I have been interested in thinking through a race condition in which transactions could be executed on the same block in non-deterministic order on the Flow Blockchain.
Let's say you have two transactions which mutate the state of a resource by calling a method on that resource.
As a contrived example:
pub resource Example {
pub let flag: Bool
...
pub fun flipTrue() {
if this.flag == true {
panic("this flag is true, we are not allowed to set it true again")
}
// side effect A
this.flag = true;
}
pub fun flipFalse() {
if this.flag == false {
panic("we are not allowed to do this if the flag is already false");
}
// side effect B
this.flag = false;
}
}
Let's say initially, the flag is false. Then on the same block (if this is possible), two transactions are run, one calling flipTrue
the other flipFalse
, let's call them FlipTrueTx and FlipFalseTx.
I am not sure how to predict what would happen here (pardon me if it is possible to build a trivial test harness for this on the emulator).
Naively, it would seem we would expect one of:
- Something would prevent either transaction from occurring - both would panic.
- The transactions can run in either order, and both are "visible" to the other. So the results would be non-deterministic.
- The transactions can run in either order, and they are not visible to the other. In this case, we would only ever expect
FlipTrueTx
to run successfully, andFlipFalseTx
would always panic.
Would be happy to provide additional information to flesh out the scenario if this isn't clear.
So far, I have attempted reading through relevant documentation and did not immediately find information on this point.
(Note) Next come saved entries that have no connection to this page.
PR #1628, opened 2022-07-25
[Feat] Proper Handler of Adding and Removal of Desktop/Menu Shortcuts

flavioislima:
This PR improves a few things related to shortcuts:
- [x] Add IPC handler to check if the menu or desktop shortcuts exists
- [x] Change the text Add Shortcut to Remove Shortcut if there is any
- [x] Fix Message box not showing up when adding shortcuts
- [x] Add new Message box with info on removed shortcuts

image

---

### DIFF
--- a/electron/main.ts
+++ b/electron/main.ts
@@ -681,7 +681,6 @@ ipcMain.handle('getGameInfo', async (event, appName, runner) => {
       return null
     }
     info.extra = await game.getExtraInfo()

I believe left to my own devices, my next step would be to attempt to test this directly. However, building a test harness might not be reliable in the emulator, and potentially quite difficult in testnet given the timing requirements. I was taking a look at the Flow fvm design to try to get a sense for how transactions within the same block were handled. If I am reading correctly, it would seem each execution node must be processing transactions for the entire block on a single thread, but would welcome confirmation.